• Exercise input
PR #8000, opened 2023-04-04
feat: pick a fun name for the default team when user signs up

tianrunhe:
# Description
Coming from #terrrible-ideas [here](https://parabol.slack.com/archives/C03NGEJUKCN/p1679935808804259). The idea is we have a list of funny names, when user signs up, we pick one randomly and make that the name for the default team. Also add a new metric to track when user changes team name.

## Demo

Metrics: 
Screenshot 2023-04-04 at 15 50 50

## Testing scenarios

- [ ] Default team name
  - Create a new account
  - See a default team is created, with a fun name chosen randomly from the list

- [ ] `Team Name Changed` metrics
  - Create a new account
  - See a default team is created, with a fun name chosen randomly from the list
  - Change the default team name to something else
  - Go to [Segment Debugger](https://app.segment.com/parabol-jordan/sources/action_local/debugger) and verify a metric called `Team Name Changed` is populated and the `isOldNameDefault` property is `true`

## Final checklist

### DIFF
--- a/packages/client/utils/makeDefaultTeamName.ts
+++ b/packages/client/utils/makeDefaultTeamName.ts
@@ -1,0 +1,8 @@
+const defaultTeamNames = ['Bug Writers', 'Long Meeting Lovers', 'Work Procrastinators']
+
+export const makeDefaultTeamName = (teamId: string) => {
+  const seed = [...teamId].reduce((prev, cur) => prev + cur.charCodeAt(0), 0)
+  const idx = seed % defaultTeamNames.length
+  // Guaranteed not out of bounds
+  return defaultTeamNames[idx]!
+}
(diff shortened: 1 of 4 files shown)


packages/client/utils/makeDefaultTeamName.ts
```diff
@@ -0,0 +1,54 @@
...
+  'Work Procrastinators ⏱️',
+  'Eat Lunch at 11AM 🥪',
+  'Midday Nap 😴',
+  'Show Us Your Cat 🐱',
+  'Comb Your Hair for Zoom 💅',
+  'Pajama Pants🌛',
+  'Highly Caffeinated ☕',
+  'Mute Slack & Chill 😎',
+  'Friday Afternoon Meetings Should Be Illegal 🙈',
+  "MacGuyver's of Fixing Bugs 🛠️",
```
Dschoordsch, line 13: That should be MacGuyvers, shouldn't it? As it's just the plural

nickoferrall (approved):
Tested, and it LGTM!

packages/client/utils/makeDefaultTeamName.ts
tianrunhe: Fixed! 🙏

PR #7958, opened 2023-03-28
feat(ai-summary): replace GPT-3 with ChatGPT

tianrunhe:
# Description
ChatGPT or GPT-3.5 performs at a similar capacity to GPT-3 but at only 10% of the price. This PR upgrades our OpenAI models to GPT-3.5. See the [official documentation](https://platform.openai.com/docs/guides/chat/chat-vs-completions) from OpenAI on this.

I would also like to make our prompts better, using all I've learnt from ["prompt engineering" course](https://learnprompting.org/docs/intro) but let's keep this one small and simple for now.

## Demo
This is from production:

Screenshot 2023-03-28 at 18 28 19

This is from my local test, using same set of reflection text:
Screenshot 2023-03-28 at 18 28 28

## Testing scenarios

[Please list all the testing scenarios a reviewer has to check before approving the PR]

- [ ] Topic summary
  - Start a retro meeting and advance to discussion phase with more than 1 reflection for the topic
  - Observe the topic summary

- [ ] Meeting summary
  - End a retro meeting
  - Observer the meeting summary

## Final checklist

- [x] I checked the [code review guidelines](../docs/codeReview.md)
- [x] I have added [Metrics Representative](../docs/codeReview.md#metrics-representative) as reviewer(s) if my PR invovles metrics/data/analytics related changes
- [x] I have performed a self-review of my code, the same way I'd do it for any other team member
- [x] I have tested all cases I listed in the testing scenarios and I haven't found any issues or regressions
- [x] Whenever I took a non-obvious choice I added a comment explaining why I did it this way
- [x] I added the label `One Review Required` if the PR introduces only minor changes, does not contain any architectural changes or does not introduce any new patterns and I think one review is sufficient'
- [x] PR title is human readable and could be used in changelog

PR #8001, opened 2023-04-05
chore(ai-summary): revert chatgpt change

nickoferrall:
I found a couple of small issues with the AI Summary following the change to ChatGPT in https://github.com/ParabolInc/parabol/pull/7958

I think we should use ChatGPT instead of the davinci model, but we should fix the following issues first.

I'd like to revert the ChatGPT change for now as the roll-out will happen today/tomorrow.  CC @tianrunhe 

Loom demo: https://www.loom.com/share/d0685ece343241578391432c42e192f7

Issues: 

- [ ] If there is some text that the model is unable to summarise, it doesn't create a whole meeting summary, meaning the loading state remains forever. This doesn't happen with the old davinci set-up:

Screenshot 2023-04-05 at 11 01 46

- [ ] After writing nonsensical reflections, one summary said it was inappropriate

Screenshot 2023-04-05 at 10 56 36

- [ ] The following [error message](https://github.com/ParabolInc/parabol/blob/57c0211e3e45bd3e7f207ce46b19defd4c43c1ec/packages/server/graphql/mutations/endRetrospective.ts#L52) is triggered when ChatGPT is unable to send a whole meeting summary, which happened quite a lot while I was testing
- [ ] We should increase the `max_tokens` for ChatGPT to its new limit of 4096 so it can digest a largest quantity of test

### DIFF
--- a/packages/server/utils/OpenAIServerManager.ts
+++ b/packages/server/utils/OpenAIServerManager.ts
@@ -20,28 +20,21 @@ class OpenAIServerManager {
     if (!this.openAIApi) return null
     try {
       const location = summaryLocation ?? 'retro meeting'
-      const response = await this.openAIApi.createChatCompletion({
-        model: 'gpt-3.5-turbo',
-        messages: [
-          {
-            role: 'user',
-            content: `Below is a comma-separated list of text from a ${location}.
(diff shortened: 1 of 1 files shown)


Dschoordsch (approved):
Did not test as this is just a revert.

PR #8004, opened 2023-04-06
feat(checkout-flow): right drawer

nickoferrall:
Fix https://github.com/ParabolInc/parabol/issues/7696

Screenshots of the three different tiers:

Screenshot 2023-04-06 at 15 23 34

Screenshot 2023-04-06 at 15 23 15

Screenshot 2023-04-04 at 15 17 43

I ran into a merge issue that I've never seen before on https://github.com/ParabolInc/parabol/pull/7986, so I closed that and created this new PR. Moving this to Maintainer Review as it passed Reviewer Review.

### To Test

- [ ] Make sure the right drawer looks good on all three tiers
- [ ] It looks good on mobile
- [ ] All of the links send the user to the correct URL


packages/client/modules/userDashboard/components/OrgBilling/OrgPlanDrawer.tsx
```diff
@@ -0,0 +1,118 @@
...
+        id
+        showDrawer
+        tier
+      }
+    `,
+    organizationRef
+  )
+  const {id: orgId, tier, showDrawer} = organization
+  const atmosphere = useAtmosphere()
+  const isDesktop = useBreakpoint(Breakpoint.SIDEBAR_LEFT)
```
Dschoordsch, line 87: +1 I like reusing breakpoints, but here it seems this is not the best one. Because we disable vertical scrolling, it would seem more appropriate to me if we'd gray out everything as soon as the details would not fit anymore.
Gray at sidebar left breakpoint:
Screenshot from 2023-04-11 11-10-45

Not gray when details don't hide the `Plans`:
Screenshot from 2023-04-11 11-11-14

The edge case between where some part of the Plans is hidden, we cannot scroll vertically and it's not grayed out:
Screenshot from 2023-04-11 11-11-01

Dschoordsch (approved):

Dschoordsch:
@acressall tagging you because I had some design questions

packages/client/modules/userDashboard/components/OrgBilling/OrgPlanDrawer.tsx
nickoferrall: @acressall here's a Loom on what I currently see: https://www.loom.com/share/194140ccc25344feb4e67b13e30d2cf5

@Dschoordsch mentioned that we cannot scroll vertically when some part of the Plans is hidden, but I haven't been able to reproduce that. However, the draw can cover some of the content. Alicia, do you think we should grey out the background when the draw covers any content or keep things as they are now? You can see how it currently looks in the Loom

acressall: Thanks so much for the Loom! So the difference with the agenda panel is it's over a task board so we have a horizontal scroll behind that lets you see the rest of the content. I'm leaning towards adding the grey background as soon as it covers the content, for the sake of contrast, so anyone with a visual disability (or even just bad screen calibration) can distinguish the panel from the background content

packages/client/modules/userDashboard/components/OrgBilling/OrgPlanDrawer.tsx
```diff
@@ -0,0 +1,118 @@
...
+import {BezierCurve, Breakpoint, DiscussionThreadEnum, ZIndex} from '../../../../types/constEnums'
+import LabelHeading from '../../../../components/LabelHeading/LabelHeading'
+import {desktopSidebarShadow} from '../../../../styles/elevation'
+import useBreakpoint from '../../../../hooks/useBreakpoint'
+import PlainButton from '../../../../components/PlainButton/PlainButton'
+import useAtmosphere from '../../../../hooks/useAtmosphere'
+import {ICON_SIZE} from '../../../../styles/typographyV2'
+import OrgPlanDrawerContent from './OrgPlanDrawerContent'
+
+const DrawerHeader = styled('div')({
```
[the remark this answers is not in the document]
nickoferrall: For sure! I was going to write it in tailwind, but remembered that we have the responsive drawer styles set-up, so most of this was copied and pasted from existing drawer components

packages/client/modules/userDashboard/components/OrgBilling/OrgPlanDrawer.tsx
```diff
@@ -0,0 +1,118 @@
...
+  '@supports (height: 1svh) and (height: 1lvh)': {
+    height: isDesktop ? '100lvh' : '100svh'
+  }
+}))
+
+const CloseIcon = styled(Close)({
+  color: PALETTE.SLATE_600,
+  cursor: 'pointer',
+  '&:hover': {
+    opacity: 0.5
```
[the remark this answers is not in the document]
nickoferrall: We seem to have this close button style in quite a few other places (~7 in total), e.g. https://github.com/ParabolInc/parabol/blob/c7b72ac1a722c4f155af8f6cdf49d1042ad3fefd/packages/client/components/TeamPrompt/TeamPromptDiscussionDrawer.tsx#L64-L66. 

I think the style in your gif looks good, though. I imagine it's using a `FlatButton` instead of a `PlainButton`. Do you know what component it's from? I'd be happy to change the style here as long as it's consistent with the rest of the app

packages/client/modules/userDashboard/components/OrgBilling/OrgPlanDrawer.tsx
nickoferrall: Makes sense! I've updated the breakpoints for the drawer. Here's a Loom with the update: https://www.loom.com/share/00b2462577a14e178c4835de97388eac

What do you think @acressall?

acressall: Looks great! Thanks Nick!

• What is expected
Begin with the line above that has "Screenshot 2023-03-28 at 18 28 28" and continue through the line that has "- [x] I have tested", setting each one down exactly. Stop there.

• Your response
Screenshot 2023-03-28 at 18 28 28

## Testing scenarios

[Please list all the testing scenarios a reviewer has to check before approving the PR]

- [ ] Topic summary
  - Start a retro meeting and advance to discussion phase with more than 1 reflection for the topic
  - Observe the topic summary

- [ ] Meeting summary
  - End a retro meeting
  - Observer the meeting summary

## Final checklist

- [x] I checked the [code review guidelines](../docs/codeReview.md)
- [x] I have added [Metrics Representative](../docs/codeReview.md#metrics-representative) as reviewer(s) if my PR invovles metrics/data/analytics related changes
- [x] I have performed a self-review of my code, the same way I'd do it for any other team member
- [x] I have tested all cases I listed in the testing scenarios and I haven't found any issues or regressions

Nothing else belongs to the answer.